Even though CP samples crossed the limit of microbiological count, study was continued till the samples were rejected by the all the sensory panellists. Changes in the overall acceptability score based on appearance, colour, odour and flavour are presented in Fig. Fig.6.6. The sensory deterioration was delayed in VP and GC samples compared to CP samples. Sensory deterioration was rapid in CP samples as evident by the development of off-odours, discoloration of skin and softening of the muscle. The fresh samples of Indian mackerel were bright silvery in colour with distinguishable black spots and shiny transparent slime over the skin. This characteristic appearance was well retained in GC samples compared to CP and VP samples during chilled storage. This may be explained on the basis of enhanced moisturising effect of gum coating on the mackerel samples. The samples behaved more or less similar during the initial 3 days of storage. As the chilled storage progressed, development of a brown band was evident along the lateral line coupled with intensification of off-odour. It was interesting to note that, the characteristic fishy flavour was less intense in VP samples, even during the first week of chilled storage. A sensory score of 4 was considered to be the borderline of acceptability. Accordingly, the sensory panellists rejected CP samples on 11th day of chilled storage. On the other hand, VP and GC samples showed almost similar spoilage pattern with slightly better score for GC samples, and were acceptable till 23 days of storage. The correlation analysis of TVC and sensory scores during chilled storage indicated a high negative correlation for GC samples (R2 = −0.94), whereas CP and VP showed slightly lower correlation coefficient. As per statistical ranking, GC samples ranked the highest, followed closely by VP and CP samples at any time-point during chilled storage (Fig. (Fig.6,6, inset).

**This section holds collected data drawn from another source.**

PR #3400, opened 2016-09-05
selectedEntry: Selecting on mousedown may disrupt click handlers; use mouseup instead

larsjohnsen:
Fixes https://www.reddit.com/r/RESissues/comments/51aphm/bug_problematic_interaction_of_comment_expandos

Selecting something sometimes causes elements to move around, so that the user-click won't register on the element as intended. 

Regression caused by #3364


fireattack:
Does this also fix the shift problem caused by "Selected Entry" module? If not I can open another ticket for that. 

zz8mmk

larsjohnsen:
Yes

PR #3410, opened 2016-09-08
Move mediaBrowse logic to showImages

larsjohnsen:
By removing the mediaBrowse logic from the `move` function, it can easier by invoked by other select functions.

Fixes https://www.reddit.com/r/RESissues/comments/51nu5e/bug_images_not_autoexpanding_next_post_after/?ref=search_posts

### DIFF
--- a/lib/modules/selectedEntry.js
+++ b/lib/modules/selectedEntry.js
@@ -117,7 +117,14 @@ module.go = () => {
 		addFocusBorder();
 	}
 
-	setTimeout(selectInitial, 100);
+	addListener((selected, unselected) => unselected && Hover.infocard('showParent').close(false));
+	addListener(updateActiveElement);
+	addListener(updateLastSelectedCache);
+};
+
+module.afterLoad = () => {
+	// Do not re-select if user has already selected something
+	if (!selectedThing) selectInitial();
 };
 
 const onClick = _.throttle(e => {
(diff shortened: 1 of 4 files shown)


lib/modules/selectedEntry.js
```diff
@@ -202,19 +211,6 @@ function onNewComments(entry) {
 	}
 }
 
-function scrollTo(selected, last, options) {
-	if (!selected) return;
-	scrollToElement(selected.entry, options);
-}
-
-// this is run immediately for a reason, but I don't know/remember why
```
larsjohnsen: I couldn't find the reason either, so I moved this to 'module.go'.

lib/modules/showImages.js
```diff
@@ -583,22 +586,24 @@ export function toggleThingExpandos(thing, scrollOnExpando) {
...
 
 	if (mediaBrowseModeActive) {
 		if (oldExpando) oldExpando.collapse();
-		if (newExpando) newExpando.expand();
-	}
 
-	return newExpando && mediaBrowseModeActive;
+		if (newExpando) {
+			newExpando.expand();
+			options.didAutoExpand = true;
```
erikdesjardins: I think I'd prefer moving this entire function to keyboardNav (but still separated from `move`), so you can replace this with `if (module.options.scrollOnExpando.value) options.scrollStyle = 'top';` instead of setting `didAutoExpand` here and reading it in a getter in another file, which is a bit too hacky IMO.

larsjohnsen: Does https://github.com/honestbleeps/Reddit-Enhancement-Suite/pull/3410/commits/ea08234b43bc55a26420520810af898b21244e08 look OK to you?

erikdesjardins: That's fine too, yeah: less dynamic and the dataflow is one way

erikdesjardins:
Great, thanks!

PR #3412, opened 2016-09-08
showImages video: conserveMemory & defer play until visible

larsjohnsen:
- Unload video when outside of `bufferScreens`
- Start playing video when at least `visibleThreshold` (%) of it is visible
  - It will only check while it is within `bufferScreens`
- `maxSimultaneousPlaying` can be set to only have to have a given number playing at any time.
 - Prioritized by: 1. Thing is selected. 2. Visibility.  3. Nearest top.

### DIFF
--- a/lib/modules/showImages.js
+++ b/lib/modules/showImages.js
@@ -47,6 +47,7 @@ import {
 	isPageType,
 	waitForEvent,
 	watchForElement,
+	getPercentageVisibleYAxis,
 } from '../utils';
 import { addURLToHistory, ajax, isPrivateBrowsing, openNewTab, Permissions } from '../environment';
 import * as Options from '../core/options';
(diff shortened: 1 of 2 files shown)


lib/modules/showImages.js
```diff
@@ -1773,27 +1784,67 @@ function videoAdvanced(options) {
...
+		const visibleThreshold = 0.33;
+		const isWithinPlayThreshold = () => getPercentageVisibleYAxis(vid) > visibleThreshold;
+
+		const tryPlay = () => {
+			if (!autoplay || (isWithinPlayThreshold() !== vid.paused)) return;
+			else if (vid.paused) vid.play();
+			else vid.pause();
+		};
+
+		playWhenVisibleInterval = setInterval(tryPlay, 150);
```
erikdesjardins: I think `_.throttle(tryPlay, 150, { leading: false })` in a scroll listener would be preferred over `setInterval` so it's not checking unnecessarily, unless this was chosen for a reason (I haven't read through everything yet)

lib/modules/showImages.js
```diff
@@ -1773,27 +1784,67 @@ function videoAdvanced(options) {
 		}
 	});
 
-	element.collapse = () => {
+	let playWhenVisibleInterval;
+
+	function playWhenVisible() {
+		const visibleThreshold = 0.33;
```
erikdesjardins: I think we should play videos that have any percentage on the screen -- doing so would cost a marginal amount of performance (at most two videos, one at the top and bottom, assuming no overlap) but would marginally improve responsiveness, and I think that wins here.

larsjohnsen:
@erikdesjardins Updated with solution which only uses 1 global interval.

larsjohnsen:
(Github automatically closed this for some reason)

erikdesjardins:
Awesome, thanks!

The quality of Indian mackerel under chilled storage was predicted based on the cumulative observations of biochemical, microbiological, textural and sensory parameters. Although, the sensory parameters showed enhanced shelf life by 4–6 days for all the samples, emphasis was given to microbiological safety rather than the progress of spoilage indicated by sensory analysis. Accordingly, the shelf life of Indian mackerel packed under conventional PE pouches was estimated to be 7–8 days. At the same time, GC and VP samples showed extended acceptability till 17 and 19–20 days, respectively under similar storage condition. Even though, VP samples showed lowest microbial growth among the three samples, the extension of microbiological shelf life was marginal over GC samples. Moreover, GC samples excelled in sensory evaluation. Hence, the results of the present study suggest the use of edible coating with gum arabic as an equally effective option against the costly vacuum packaging technique, for controlling the spoilage process in Indian mackerel during chilled storage.
This work was financially supported by Ministry of Food Processing, India and Science and Engineering Research Board (SERB), India. The authors thank Mr. Joshy C.G, Scientist of CIFT for his valuable suggestions in carrying out analysis.
Highlights • Tested efficacy of gum arabic coating against vacuum and polyethylene packaging for chilled Indian mackerel. • Better protection against fat oxidation and textural changes in gum coated fish samples. • Microbiologically vacuum and gum coating gave similar results, whereas gum coating samples had higher sensory score.